Denise: Lembro-me de uma família que comecei a atender quando o bebê estava com dois meses e quase desmamado. No primeiro encontro surgiu um traço competitivo entre o pai e o bebê pela atenção da mãe. Esse pai, extremamente dedicado, sentia-se menos valorizado que a mãe, pois considerava suas funções como sendo secundárias em relação aos cuidados com o bebê. A amamentação potencializava inconscientemente esse sofrimento e reverberava na mãe, que apresentava  diminuição do leite e no bebê, que não mamava bem. Quando pudemos conversar sobre esses sentimentos inconscientes, o sintoma se desfez e a amamentação seguiu muito bem, por mais de 1 ano. O pai ao tomar consciência de suas próprias dificuldades procurou uma análise para si, o que permitiu uma dinâmica familiar muito mais prazerosa para todos.

Luciana: E o desmame? O que devemos saber ou fazer para que essa etapa não se torne traumática?
Denise: O desmame é tão fundamental quanto à construção da amamentação, pois marca uma importante etapa de individuação na constituição da subjetividade. Para tanto é necessário que possa acontecer dentro de um tempo que não seja nem precoce e nem tão longo, que impeça o desenvolvimento necessário da autonomia. Quando a amamentação é coadjuvante de um vínculo bem constituído e saudável, o desmame acontece de modo gradativo e sem traumas para ambas as partes. Dificuldades nessa etapa também merecem a atenção de uma intervenção psicanalítica.

Luciana: Seu curso não é voltado exclusivamente para psicanalistas, abrange profissionais de outras áreas de saúde, por quê?
Denise: O objetivo do curso é desenvolver o olhar e a escuta do participante para compreender a complexa dinâmica que envolve a amamentação. Além dos aspectos psíquicos é preciso considerar a forte influência de fatores socioculturais. O profissional que está ao lado da família, nesse momento tão delicado, precisa respeitar os desencontros e limites da dupla amamentar. Muitas dificuldades tornam-se mais agudas e traumáticas pela falta de sensibilidade de alguns profissionais, que não sabem como ajudar e deixam as mulheres sozinhas com sentimentos de frustração e impotência.
A indiscutível qualidade do leite materno em suas características nutricionais e imunológicas leva, muitas vezes, alguns profissionais a insistências e cobranças para que a mãe amamente, quando, nem sempre, há condições psíquicas para isso. O reducionismo de associar a mulher à fêmea mamífera e o aleitamento a um suposto instinto materno tem causado desastres e marcas profundas para muitas mulheres e seus filhos.

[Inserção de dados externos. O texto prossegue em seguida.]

PR #1267, opened 2021-03-19
MAYA-108220 - As a user, on the prim AE template I'd like to see arra…

spinell-adsk:
…y attributes suppressed

Add a new option to hide/display array attributes in AE

### DIFF
--- a/lib/mayaUsd/resources/ae/usdschemabase/ae_template.py
+++ b/lib/mayaUsd/resources/ae/usdschemabase/ae_template.py
@@ -229,8 +229,11 @@ class AETemplate(object):
 
         # Get the UFE Attributes interface for this scene item.
         self.attrS = ufe.Attributes.attributes(self.item)
+        self.suppressedAttrs = []
 
-        self.showArrayAttributes = cmds.optionVar(query="mayaUSD_AEShowArrayAttributes")
+        self.showArrayAttributes = False
+        if cmds.optionVar(exists="mayaUSD_AEShowArrayAttributes"):
+            self.showArrayAttributes = cmds.optionVar(query="mayaUSD_AEShowArrayAttributes")
 
         cmds.editorTemplate(beginScrollLayout=True)
         self.buildUI()
@@ -238,21 +241,15 @@ class AETemplate(object):
         self.createMetadataSection()
         cmds.editorTemplate(endScrollLayout=True)
 
-        # Suppress all array attributes not used
-        if not self.showArrayAttributes:
-            for attrName in self.attrS.attributeNames:
-                if self.isArrayAttribute(attrName):
-                    self.suppress(attrName)
 
-
-    @staticmethod
-    def addControls(controls):
+    def addControls(self, controls):
         for c in controls:
-            cmds.editorTemplate(addControl=[c])
+            if c not in self.suppressedAttrs:
+                cmds.editorTemplate(addControl=[c])
 
-    @staticmethod
-    def suppress(control):
+    def suppress(self, control):
         cmds.editorTemplate(suppress=control)
+        self.suppressedAttrs.append(control)
 
     @staticmethod
     def defineCustom(customObj, attrs=[]):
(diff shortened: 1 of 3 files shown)


lib/mayaUsd/resources/ae/usdschemabase/ae_template.py
```diff
@@ -230,17 +230,30 @@ def __init__(self, ufeSceneItem):
...
         self.buildUI()
         cmds.editorTemplate(addExtraControls=True)
         self.createMetadataSection()
         cmds.editorTemplate(endScrollLayout=True)
 
+        # Suppress all array attributes not used
+        if not self.showArrayAttributes:
+            for attrName in self.attrS.attributeNames:
+                if self.isArrayAttribute(attrName):
+                    self.suppress(attrName)
```
seando-adsk, line 245: Maya code will issue a warning if you "add then suppress" or "suppress and then add" an attribute. You are only supposed to call one or the other. So you should rework this somehow to avoid calling the addControls() on an item that you suppressed here.

lib/mayaUsd/resources/ae/usdschemabase/ae_template.py
```diff
@@ -230,17 +230,30 @@ def __init__(self, ufeSceneItem):
         # Get the UFE Attributes interface for this scene item.
         self.attrS = ufe.Attributes.attributes(self.item)
 
+        self.showArrayAttributes = cmds.optionVar(query="mayaUSD_AEShowArrayAttributes")
```
seando-adsk, line 233: There is no default value for this optionVar, so if the user never opens the show menu it will not be set. Therefore you should account for that here and first set your class var to a good default (false), then test if the optionVar exists and if so query it.

lib/mayaUsd/resources/ae/usdschemabase/ae_template.py
```diff
@@ -296,11 +309,16 @@ def createTransformAttributesSection(self, sectionName, attrsToAdd):
         geomX = UsdGeom.Xformable(self.prim)
         xformOps = geomX.GetOrderedXformOps()
         xformOpOrderNames = [op.GetOpName() for op in xformOps]
-        xformOpOrderNames.append(UsdGeom.Tokens.xformOpOrder)
+
+        if self.showArrayAttributes:
+            xformOpOrderNames.append(UsdGeom.Tokens.xformOpOrder)
```
seando-adsk, line 314: Are you sure about this? Even though attribute is an array type, I think we always want to show not matter what the value of the optionVar is.

lib/mayaUsd/resources/ae/usdschemabase/ae_template.py
```diff
@@ -335,8 +353,19 @@ def buildUI(self):
             if schemaType.pythonClass:
                 attrsToAdd = schemaType.pythonClass.GetSchemaAttributeNames(False)
 
+                # remove all array attriutes from the attrsToAdd list
+                if not self.showArrayAttributes:
+                    attrsToAdd = [x for x in attrsToAdd if not self.isArrayAttribute(x)]
```
seando-adsk, line 358: Typo in your comment "attributes".
Here you are calling isArrayAttribute() again on ones that you already called on (from the __init__). We should only call this method once on each attribute.

lib/mayaUsd/resources/ae/usdschemabase/ae_template.py
spinell-adsk: According the spec, the token[] should be hidden. I will double check with Nat if we want a exception for this one

seando-adsk (changes requested):
Okay except for a rework of calling only add or suppress on each attribute.

lib/mayaUsd/resources/ae/usdschemabase/ae_template.py
spinell-adsk: this is to avoid calling addControl on the attribute. The one in init is called for suppress the attribute. Otherwise the attribute will be in the "Extra" section

seando-adsk: Understood, but calling isArrayAttribute twice is a little overkill. How about if where you first call it (to suppress) you maintain a list. Then here or maybe even better in the addControls you can check the list.

lib/mayaUsd/resources/ae/usdschemabase/ae_template.py
spinell-adsk: Ok I spoke with Nat and xformOpOrder will be an exception

seando-adsk (approved):
Great. It all looks good now.

spinell-adsk:
Note: Only mel and python files have changed, so I did not run the preflight.

PR #1274, opened 2021-03-24
Spinell/maya 110157/clearing mutiple layer crash

spinell-adsk:
- Remove warning comfirmation dialog box when clearing a layer. (That cause the Layer editor to refresh when clearing multiple layer which can cause a dangling pointer and crash)
- Suspend Usd Notices until all layers are cleared.

When clearing multiple layer at the same time, maya crash because of a dangling pointer. This happen when in the selected layers, there is a sub layer of another layer. When clearing layers, we are first getting a list of all selected layers than loop over the list and clear layer one by one (Same pattern as remove layer). The problem here is after the first clear, we are notified by USD that a layer changed and we are queuing a Layer Editor refresh on idle. On the next loop iteration, items can become a dangling pointer to an object that have been deleted if the Layer Editor refresh already happen (During the refresh all the items are deleted are recreated). 

Let suppose you have the fallowing hierarchy:
&nbsp; layer1
&nbsp;&nbsp; layer2
&nbsp;&nbsp;&nbsp; layer3
&nbsp;&nbsp;&nbsp;&nbsp; layer4 

If all layers are selected and layer1 is cleared first, sub layer2 is removed from layer1 and a Layer Editor refresh callback is set on idle. If the refresh happen before we finish to iterate on the selected items, the selection list will contains dangling pointer.

To be sure the Layer Editor is not refreshing before we finish to clear all layers, I'm disabling USD notification and I'm forcing a refresh after all layer are cleared.

Note : 
Before clearing each layer, a warning dialog box is displayed and maya become idle so the Layer Editor get refresh and the selection list become invalidate. I spoke with Natalia and we conclude that displayed a warning dialog box when clearing a layer does not really make sense because this operation is undo-able and we don't display a warning when removing a layer. So I removed the confirmation box.

### DIFF
--- a/lib/usd/ui/layerEditor/layerTreeItem.cpp
+++ b/lib/usd/ui/layerEditor/layerTreeItem.cpp
@@ -396,19 +396,7 @@ void LayerTreeItem::printLayer()
 
 void LayerTreeItem::clearLayer()
 {
-    MString title;
-    title.format(
-        StringResources::getAsMString(StringResources::kClearLayerTitle),
-        MQtUtil::toMString(text()));
-
-    MString desc;
-    desc.format(
-        StringResources::getAsMString(StringResources::kClearLayerConfirmMessage),
-        MQtUtil::toMString(text()));
-
-    if (confirmDialog(MQtUtil::toQString(title), MQtUtil::toQString(desc))) {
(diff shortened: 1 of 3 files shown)


seando-adsk (approved):
Looks good to me.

*Denise de Sousa Feliciano é Psicóloga e Psicanalista. Membro do Departamento de Psicanálise de Criança e Professora do Instituto Sedes Sapientiae; Doutora em psicologia pelo IPUSP-SP, especialização em Psicopatologia do Bebê pela USP e Université Paris 12; Membro Filiado da Sociedade Brasileira de Psicanálise de SP; formação em Observação da Relação Mãe Bebê pelo Instituto da SBPSP; Membro da Sociedade Brasileira de Pediatria e dos Departamentos de Saúde Mental e Aleitamento Materno da Sociedade de Pediatria de SP.
Dissertação: A amamentação e seus enredamentos psíquicos.
Tese: Para além do seio: uma proposta de intervenção psicanalítica nas dificuldades de amamentação.
denisefeliciano@uol.com.br
** Destina-se a Pediatras, ginecologistas, obstetras, enfermeiros, psicólogos e demais profissionais de saúde materno-infantil. Início 13/09. Maiores informações no site: http://www.sedes.org.br/ ou tel. 3866-2730.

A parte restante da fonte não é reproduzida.